- TASK DESCRIPTION
Everything from the first line below through the line with "### Description" is to be transcribed exactly, and nothing past it.

========

PR #1553, opened 2021-11-19
Only record pixel when different exception or over time threshold

joshliebe:
Task/Issue URL: https://app.asana.com/0/414730916066338/1182255336053236/f

### Description
This PR limits the frequency of duplicate exceptions from being stored into the `UncaughtException` DB. The time threshold between storing duplicates has been set to 1s.

### Steps to test this PR

This one is tricky to test but with some patience the issue can be simulated.

_To simulate several duplicate `UnsatisfiedLinkErrors` being sent, do the following:_
1. Checkout this branch.
2. Comment out the following in the app `build.gradle` (Line 94-99):

Screenshot 2021-11-19 at 08 09 25

3. Set the `TIME_THRESHOLD_MILLIS` in `UncaughtExceptionRepository` (Line 97) to `0L`.
4. Filter Logcat with "m_d_ac_g".
5. Run the app, it should crash on startup.
6. Keep opening the app until the system shows the "DuckDuckGo keeps crashing" dialog.
7. At this point several enqueued  `UnsatisfiedLinkError` pixels should be sent.
8. Verify that this is the case in Logcat.

_Now to test the fix, do the following:_
1. Set the `TIME_THRESHOLD_MILLIS` in `UncaughtExceptionRepository` (Line 97) to `10000L`.
2. Run the app, it should crash on startup.
3. Keep opening the app (With less than 10s between openings) until the system shows the "DuckDuckGo keeps crashing" dialog.
4. At this point only a single `UnsatisfiedLinkError` pixel should be sent.
5. Verify that this is the case in Logcat.

### DIFF
--- a/app/src/androidTest/java/com/duckduckgo/app/global/exception/UncaughtExceptionDaoTest.kt
+++ b/app/src/androidTest/java/com/duckduckgo/app/global/exception/UncaughtExceptionDaoTest.kt
@@ -115,6 +115,26 @@ class UncaughtExceptionDaoTest {
         }
     }
 
+    @Test
+    fun whenGetLatestExceptionThenReturnLatestExceptionFromDatabase() {
+        val exception1 = UncaughtExceptionEntity(id = 1, exceptionSource = GLOBAL, message = "foo", "version")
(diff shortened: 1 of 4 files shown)


joshliebe:
Thanks for the review @anikiki!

========

- RESPONSE AREA
PR #1553, opened 2021-11-19
Only record pixel when different exception or over time threshold

joshliebe:
Task/Issue URL: https://app.asana.com/0/414730916066338/1182255336053236/f

### Description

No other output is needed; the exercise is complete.